● Task item
Find every line in the entries that holds the string "code" and report it.

● Collected data
★ ★ ★
PR #172, opened 2017-01-04
Ascending order activity

RudraNilBasu:
Ascending order activity

Given few randomly generated numbers, user will have to click on the numbers in 
ascending order.


src/activities/ascending_order/ascending_order.js
```diff
@@ -0,0 +1,155 @@
...
+            items.bonus.bad("lion")
+            return
+        }
+    }
+    // CORRECT answer
+    items.bonus.good("lion")
+}
+
+function printSorted() {
+    for(var i=0;i<entered.length-1;i++) {
```
petitlapin: I think there is a sort function in js directly

src/activities/ascending_order/ascending_order.js
```diff
@@ -0,0 +1,155 @@
...
+        for(var j=0;j<entered.length-i-1;j++) {
+            if(Number(entered[j]>Number(entered[j+1]))) {
+                var temp=entered[j+1];
+                entered[j+1]=entered[j]
+                entered[j]=temp
+            }
+        }
+    }
+    for(i=0;i<entered.length;i++) {
```
petitlapin: you can use Array.join()

allon49:
Hi Rudra,

I had a look to your number ordering activity.
For me it is a very good idea.
Ordering activity is one of the most efficient activity to check if a kid has understood the decimal system (121 is bigger than 12 for example).
I tryed your activity and would like to suggest some improvments.

1- It should have a ok button for the kid to confirm when he is ready to validate.
2- Johnny found an application on the web which is exactly what I would like to see on gcompris. You can reproduce the behaviour using flow:

http://doc.qt.io/qt-4.8/qml-flow.html

3- There should be options like in the web application to match to different ages. You can have a look to divyam categorisation to see how he manages settings.

Good luck,

Emmanuel

RudraNilBasu:
@petitlapin @allon49 In the ascending order activity: 
1. The items are moved by drag and drop to reposition the items
2. The tiles are now shifted for repositioning instead of swapping the positions
3. There is an ok button to allow the user to confirm when ready
4. There are 4 levels each with 3 sub levels, the sub levels are of the same difficulty (difficulty in the form
     of number of tiles and the range of numbers)

src/activities/ascending_order/ActivityInfo.qml
```diff
@@ -0,0 +1,35 @@
...
+ * along with this program; if not, see <http://www.gnu.org/licenses/>.
+ */
+import GCompris 1.0
+
+ActivityInfo {
+  name: "ascending_order/Ascending_order.qml"
+  difficulty: 2
+  icon: "ascending_order/ascending_order.svg"
+  author: "Rudra Nil Basu &lt;rudra.nil.basu.1996@gmail.com&gt;"
+  demo: false
```
petitlapin: this value should be true

src/activities/ascending_order/ActivityInfo.qml
```diff
@@ -0,0 +1,35 @@
...
+  title: qsTr("Ascending Order")
+  description: qsTr("Arrange the given numbers in ascending order")
+  //intro: "click on the numbers in ascending order"
```
petitlapin: can you update this. It corresponds to the intro voice that should be listened to explain the activity.

src/activities/ascending_order/ActivityInfo.qml
```diff
@@ -0,0 +1,35 @@
...
+  goal: qsTr("arranging numbers in ascending order")
+  prerequisite: qsTr("Move, drag and drop using mouse")
+  manual: qsTr("You are provided with few numbers. Drag and Drop the numbers in it's correct position to reorder the numbers in ascending order")
+  credit: "openclipart.org"
```
petitlapin: I'm not sure it is needed, we used the images in a lot of places.

src/activities/ascending_order/Ascending_order.qml
```diff
@@ -0,0 +1,218 @@
...
+ *
+ *   You should have received a copy of the GNU General Public License
+ *   along with this program; if not, see <http://www.gnu.org/licenses/>.
+ */
+import QtQuick 2.1
+import GCompris 1.0
+
+import "../../core"
+import "ascending_order.js" as Activity
+import "qrc:/gcompris/src/core/core.js" as Core
```
petitlapin: not needed

petitlapin:
Hi,
globally it's good (I have to take a closer look at the code).
Can you add the sublevel score (Score item in the core folder)?
Also, click on next/previous should change the level (and reset the current sublevel).
I would put the ok button above the bar too, else when resizing, they override

Thank you,

Johnny

divyam3897:
hi,
I faced one more issue while playing it, for the extreme numbers (corner ones) if I drag a number beyond them then number came back and it was placed at the required position only if a portion of it overlapped with the corner number. Shouldn't the number be placed ahead of it (at its desired position) in that case?

Thank you
Divyam Madaan

RudraNilBasu:
@divyam3897 hi, the numbers will change the position (and the others will shift back or front) only when one tile is placed over another tile (not *exactly* over, a minimum distance is maintained). In that case, the dragged number will occupy the position of the tile on which it was dragged and the rest of them will get shifted accordingly. So, if a tile is dragged to the extreme corner, it crosses the minimum distance and hence it comes back to the original position.

divyam3897:
I did a screenshot for some cases. 
1. http://pasteboard.co/EehVhPRf2.png In this I was able to produce a gap between the numbers which should not be the case? (was not always reproducible but occured at times)
2. http://pasteboard.co/EejDEXNZv.png In this the tile (29 the one being dragged) is pretty close and maybe should not go back?

RudraNilBasu:
@divyam3897 
1. I didn't get the first case. Do the tiles remain in that way (separated by a space) after dropping a tile (after the mouse is released)? In that case is there any specific way by which it can be reproduced? Also, which number is being dragged in this case? Strange. This type of thing never actually occurred to me.

2. This one is okay. The 29 tile should be placed over the 74 tile in order to change the positions. The minimum distance is less in this case because had there been another tile on the left of 74, then the 29 tile should have occupied that position. The aim is to place a tile over the tile where it should belong.

allon49:
Hi,
Divyam, did you do the screenshot while dragging?
Emmanuel


2017-03-01 17:55 GMT+01:00 Rudra Nil Basu <notifications@github.com>:

RudraNilBasu:
@petitlapin Following changes were made:
1. demo is set to true
2. updated intro
3. Removed credit and unused imports
4. Added sub level score
5. Click on next/previous changes the level, while updating current sub level to zero
6. Repositioned ok button so that it doesn't get overridden by the bar.

divyam3897:
@allon49 yes, In one case the card returned back after the screenshot and in the other it stayed there, creating an empty place.
@RudraNilBasu The sublevel count also may need to be repositioned? It gets hidden in case of small screen size http://pasteboard.co/Ey6QDoCx7.png

RudraNilBasu:
Repositioned the sub level score to avoid getting hidden
under the bar for small screen sizes.

The card coming back is normal, since it is not over any
other card and it is going outside the play area once
released, so the move is invalid and thus returns back
to the original position.

The card staying there is quite surprising. Does the
problem still persist ? Strange, I can't seem to
reproduce it in any way.

src/activities/ascending_order/ascending_order.js
```diff
@@ -0,0 +1,239 @@
...
+ *
+ *   You should have received a copy of the GNU General Public License
+ *   along with this program; if not, see <http://www.gnu.org/licenses/>.
+ */
+.pragma library
+.import QtQuick 2.0 as Quick
+
+var currentLevel = 0
+var numberOfLevel = 4
+var currentSubLevel = 0
```
petitlapin: you can directly use the score for this instead of having 2 other variables

RudraNilBasu:
@petitlapin Following changes were made:
* `numberOfSublevels` and `currentSublevels` are used from `Score.qml` instead of using extra variables.
* Used `alias` in `score` in `QtObject`
* Number of sublevels is increased to 4
* Each sublevel contains 2 ascending and 2 descending order arrangements
* Added alphabetical order arrangement

RudraNilBasu:
@petitlapin I have changed the alphabets activity to support various languages other than english.
Also, for testing purposes, I have tested it by replacing (not shown in code)
```
var letters = qsTr("a/b/c/d..../z")
```

with 

```
var letters = qsTr("À/à/Â/â/Æ/æ/Ç/ç/È/è/É/é/Ê/ê/Ë/ë/Î/î/Ï/ï/Ô/ô/Œ/œ/Ù/ù/Û/û/Ü/ü/«/»/€/₣")
```

src/activities/alphabetical_order/Alphabetical_order.qml
```diff
@@ -0,0 +1,30 @@
+/* GCompris - alphabetical_order.qml
+ *
+ * Copyright (C) 2016 Rudra Nil Basu <rudra.nil.basu.1996@gmail.com>
```
petitlapin: 2017

src/activities/ascending_order/ascending_order.js
```diff
@@ -0,0 +1,287 @@
...
+    for(var i = 0;i < items.boxes.model;i++) {
+        if (mode == "number") {
+            items.boxes.itemAt(i).boxValue = num[i].toString()
+        } else if (mode == "alphabets") {
+            items.boxes.itemAt(i).boxValue = num[i]
+        }
+    }
+}
+
+function generateRandomNumbers() {
```
petitlapin: need to be renamed more generic

src/activities/alphabetical_order/Alphabetical_order.qml
```diff
@@ -0,0 +1,30 @@
...
+ *   You should have received a copy of the GNU General Public License
+ *   along with this program; if not, see <http://www.gnu.org/licenses/>.
+ */
+
+import QtQuick 2.1
+
+import "../../core"
+import "../ascending_order"
+
+Ascending_order {
```
petitlapin: camelCase (also for filename). Same for AlphabeticalOrder

src/activities/ascending_order/ascending_order.js
```diff
@@ -0,0 +1,287 @@
...
+
+    noOfTilesInPreviousLevel = -1
+    initLevel()
+}
+
+function stop() {
+}
+
+function initLevel() {
+    ascendingOrder = items.score.currentSubLevel % 2 == 0 ? true : false
```
petitlapin: to be checked on the mailing list (or at least with Emmanuel) but I wouldn't change every sublevel. It would not be efficient to understand the meaning behind ascending/descending order

src/activities/ascending_order/ascending_order.js
```diff
@@ -0,0 +1,287 @@
...
+    mode = mode_
+    currentLevel = 0
+    items.flow.validMousePress = false
+    thresholdDistance = 4000 * items.ratio
+    items.score.currentSubLevel = 0
+    items.score.numberOfSubLevels = 4
+
+    if (mode == "alphabets") {
+        //: list containing all the characters separated by a "/"
+        var letters = qsTr("a/b/c/d/e/f/g/h/i/j/k/l/m/n/o/p/q/r/s/t/u/v/w/x/y/z")
```
petitlapin: I think having a help button showing the order could be nice.

petitlapin:
@allon49 if we do like that, we need to think of other activities where it could be applied to (not for this PR but it could be in the improvements section). With one generic submenu, if we manage to load datasets easily, then we can think of having the difficulty for each category instead at activity level (which would not make sense on this case as the activity level is more global than only a 2 years old span).
For the real words, it would need a new specific dataset so for now, I guess it could be a future improvement.
The question is to know if we do a first version like the current one (so each level corresponds to a range and we have sublevels in it) or do we directly do the menu one (but it would need to be generic enough to be "easily" adapted to the activities that need it)?

petitlapin:
Merged in ascending_order branch to continue the work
★ ★ ★
● Your response
globally it's good (I have to take a closer look at the code).
Also, for testing purposes, I have tested it by replacing (not shown in code)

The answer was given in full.